Smith stresses how large Learning Rate values are desirable since they reduce underfitting and help to regularize the training. On other hand, Smith reminds the reader that extremely high values of Learning Rate can cause the training to diverge. To quickly identify reasonable minimum and maximum boundary values for the Learning Rates with only a few epochs, Smith suggests to use the “LR range test”, which he proposed in an earlier paper.

The 1cycle policy

Such a policy requires the coordinated change of Learning Rate and Momentum during training time. During the course of over 1,000 experiment, Smith noticed how a strategy of one cycle length wherein the first half we increase the LR while decrease Momentum, and then revert the trends in the second half of the cycle, seems to perform particularly well.
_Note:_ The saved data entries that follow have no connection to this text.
PR #16792, opened 2024-12-13
Experience/16070/message bank page

### LINKED ISSUE #16070: Create Test Message Bank Page
## Problem statement
The backend work is complete. Now we need to create the front-end pages.

## What you need to know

A chart showing the learning rate and momentum schedule in the 1cycle policy

In Smith experiments, such policy outperforms in terms of validation score any other previously known training policy, and achieves optimal results in a fraction of the necessary epochs.

Batch size, weight decay, and dropout

Small batch sizes, weight decay, and dropout are other popular techniques to regularize neural networks. Smith argues that these regularization techniques should be reduced in favor of using larger learning rates. Larger learning rates, in fact, provide as good regularization properties and, additionally, allow convergence in a shorter number of iterations.

Smith suggested to use the largest batch size allowed by our server and to try a few different combinations of weight decay and dropout while comparing the results using the “LR range test”.

Generalization to different network architectures and dataset

Finally, Smith explores how his recommendations generalize to different network architectures and datasets. Interestingly, he shows how his recommendations hold not just for shallow and residual networks but also in deep architectures like densenets, and hyper-densenets. He also shares the code he used to improve the results presented in numerous studies while also considerably reducing training time. This is extremely important to further validate the hypothesis that the 1cycle policy is the best currently known general strategy to optimize both shallow and deep networks architectures.

Conclusions

The recent work of Leslie N. Smith has been fundaments to democratize deep learning and achieving SOTA results on single and multi-GPU configurations. The “LR range test”, 1cycle policy, and the heuristics to tune Learning Rate, Momentum, batch size and weight decay presented in this paper are advancing what previously presented in the literature.